Map: These are the states with the most and least credit card debt

Map: These are the states with the most and least credit card debt

Credit card debt has soared throughout 2022 as consumers are shying away from cash-on-hand in order to foot the bill of inflation.

Data from the Federal Reserve Bank of New York showed a $312 billion increase in total household debt to $16.15 trillion in the second quarter of 2022. Credit card debt, in particular, increased by $46 billion.

According to a study from WalletHub, the median average credit card debt per state varies across the country. The study used credit and economic data from TransUnion to compile its state rankings based on median debt and the average length of time expected to pay it off.

Alaska and the District of Columbia are at the top of the list, with their residents averaging over 17 months to pay off their median debts of $3,206 and $2,788, respectively.

Collectively, New York holds the most credit card debt at just under $50 billion total.

West Virginia, Arkansas, and Mississippi sit at the bottom, with Mississippi having the lowest average credit card debt ($1,806) and the only state with a payoff timeline of under 10 months (9 months, 18 days).

“Americans have racked up a record amount of credit card debt at over $1 trillion,” WalletHub Analyst Jill Gonzales told Yahoo Finance. “That being said, we’re not all in the same boat — people in some states have less debt than others, due to a number of factors.”

Gonzales attributed these additional variables to the degree to which Americans were impacted by the pandemic and their own personal finance skills.
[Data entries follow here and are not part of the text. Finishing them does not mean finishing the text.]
PR #72, opened 2025-06-18
Move HyperServerProcess and friends to hyper-test-util submodule

jschneidereit:
This PR refactors `HyperServerProcess` into its own submodule. This will make it possible for other submodules to easily spin up new instances of hyper without having to deal with weirdness from test fixtures and makes more sense in a monorepo like this.

To use just add `testImplementation(project(":hyper-test-util"))` to your dependencies block of your build.gradle.kts file.


jdbc-core/src/test/java/com/salesforce/datacloud/jdbc/hyper/HyperConnectionAdapter.java
```diff
@@ -0,0 +1,69 @@
...
+import java.util.Map;
+import java.util.Properties;
+import lombok.AllArgsConstructor;
+import lombok.SneakyThrows;
+import lombok.extern.slf4j.Slf4j;
+import lombok.val;
+
+@AllArgsConstructor
+@Slf4j
+public class HyperConnectionAdapter implements AutoCloseable {
```
vogelsgesang, line 37: why do we need this class now? Which purpose does it serve? The name `HyperConnectionAdapter` sounds as if it would adopt one type of connections to some other type of connection, but this is apparently not what it is doing. The absence of a comment describing when / how to use this class doesn't help, either

hyper-test-util/src/main/java/com/salesforce/datacloud/hyper/HyperServerProcess.java
```diff
@@ -133,25 +137,4 @@ public void close() throws Exception {
...
-    }
-
-    @SneakyThrows
-    public DataCloudConnection getConnection(Map<String, String> connectionSettings) {
-        val properties = new Properties();
-        properties.put(DirectDataCloudConnection.DIRECT, "true");
-        properties.putAll(connectionSettings);
-        val url = CONNECTION_PROTOCOL + "//127.0.0.1:" + getPort();
-        return DirectDataCloudConnection.of(url, properties);
-    }
```
vogelsgesang, line 156: removing those function will make reuse much harder.

E.g., I couldn't would still need to use testFixtures to expose the HyperConnectionAdapter class, so I could use this from my Scala tests in #54

hyper-test-util/src/main/java/com/salesforce/datacloud/hyper/HyperServerProcess.java
```diff
@@ -133,25 +137,4 @@ public void close() throws Exception {
         log.warn("shutdown hyper monitors");
         hyperMonitors.shutdown();
     }
```
mkaufmann, line 139: We should also explicitly clean up the temp file here, so that they don't just get deleted at process end

hyper-test-util/src/main/java/com/salesforce/datacloud/hyper/HyperServerProcess.java
```diff
@@ -101,11 +90,26 @@ public HyperServerProcess(HyperServerConfig.HyperServerConfigBuilder config) {
...
 
+    private Path extractHyperYamlToTempFile() throws IOException {
+        val tempFile = Files.createTempFile("hyper", ".yaml");
+        tempFile.toFile().deleteOnExit();
+
+        try (val inputStream = HyperServerProcess.class.getResourceAsStream("/hyper.yaml")) {
+            if (inputStream == null) {
+                throw new IllegalStateException("Could not find hyper.yaml resource in classpath");
+            }
+            Files.copy(inputStream, tempFile, StandardCopyOption.REPLACE_EXISTING);
```
mkaufmann, line 101: REPLACE_EXISTING sounds wrong, another process might have a different config and this can lead to surprising behavior. It should rather fail on conflicts

hyper-test-util/src/main/java/com/salesforce/datacloud/hyper/HyperServerProcess.java
mkaufmann: This module provides the basic process functionality without having a dependency on `jdbc-core`. Thus it can't provide utility methods for `DataCloudConnection`. That is still covered by `HyperConnectionAdapter` (which I think needs a better name). Overall the PR preserves this functionality in that class.

I'm not sure though what the motivation was to do this PR at this point, if it was only for your scala change I guess having the code in a separate module feels premature

hyper-test-util/build.gradle.kts
```diff
@@ -0,0 +1,11 @@
+plugins {
+    id("java-conventions")
+    alias(libs.plugins.lombok)
+}
+
+dependencies {
+    implementation(platform(libs.junit.bom))
+    implementation(libs.bundles.testing)
+    implementation(libs.jackson.databind)
+    implementation(libs.guava)
```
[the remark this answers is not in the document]
jschneidereit: junit.bom controls the versions of junit pulled in by bundles.testing, and one of the classes implements `BeforeAllCallback`. As for Guava we use that for immutable lists and such because of java 8 🥲

hyper-test-util/src/main/java/com/salesforce/datacloud/hyper/HyperServerProcess.java
vogelsgesang: I think the "test fixtures" from the Spark review is the actual better approach then.

I don't see which value this PR provides over just using test fixtures.

vogelsgesang: > I'm not sure though what the motivation was to do this PR at this point, if it was only for your scala change I guess having the code in a separate module feels premature

This.

@jschneidereit please provide the motivation why you think we should do this change here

“In states like Mississippi or Arkansas, where the median income and cost of living are among the lowest, the amount of credit card debt is also among the lowest,” Gonzales said. “At the opposite end, we have Connecticut and Massachusetts, with high income levels and costs of living and also a high amount of credit card debt.”

Where does credit spending fit in

American consumers have grappled with record inflation in 2022, which has led to prices rising for basic household items.

This, combined with the spillover effects of the coronavirus pandemic, has led to a decline in cash payments and a rise in the use of credit cards. Credit card transactions have become more common as consumers are leaving their homes and resuming travel. Most importantly, they’re using their credit cards more frequently to offset inflation on gas and food prices.

That hasn’t necessarily led to an increase in credit card debt across the country, however.

In a separate WalletHub study from June, consumer credit spending for 2022 so far has amounted to $13.1 billion, a fraction of the debt accumulated in 2021.

“2020 brought on a record-setting credit card debt reduction,” Gonzales said. “However, during 2021, consumers added over $86 billion in new credit card debt back to their tab, [and] we’ve yet to gauge the impact on inflation on this year’s amount of credit card debt.”

According to Bank of America (BAC), credit card delinquencies sunk to 1.2% in June 2022, lower than pre-pandemic figures (1.96% in July 2019). At the same time, BAC researchers found credit spending to have risen by 16% year-over-year in June.

Why credit card debt can be a good thing

Financial planners advise credit spenders to follow the fundamentals: Know what you can spend, always be aware of what you owe, and budget accordingly.

Though the idea of falling into credit card debt can seem overwhelming, consumers are still encouraged to use credit responsibly. Some debt can be “necessary” for certain costs or experiences that appreciate in value over time.

“Credit card debt is simultaneously a wonderful way to pay for things and accrue benefits and the absolute worst way to pay for things,” Iona University Professor Jeffry Haber said. “I divide credit cards into two pools — those that you intend to pay off each month and those where the balance will be paid off over several months.”

Experts recommend using credit cards on purchases that work towards the card’s rewards program, whether it be for gas, groceries, or travel points on airfare. They are also a means to maintain and improve one’s credit rating, as long as payments are made on time each month.

“Credit card debt is designed to grow due to high interest rates and through the power of compounding [paying interest on interest],” Nazareth College Professor Eileen Beiter said.

Beiter described one’s relationship with their finances as “emotional,” which can also be projected onto their spending habits. Impulse buying, for example, often leads consumers to outspend more than they’ve saved, a symptom of the recent return-to-retail shopping fervor.

“The growth of e-commerce is another factor that leads to an increase in credit card debt,” Gonzales noted.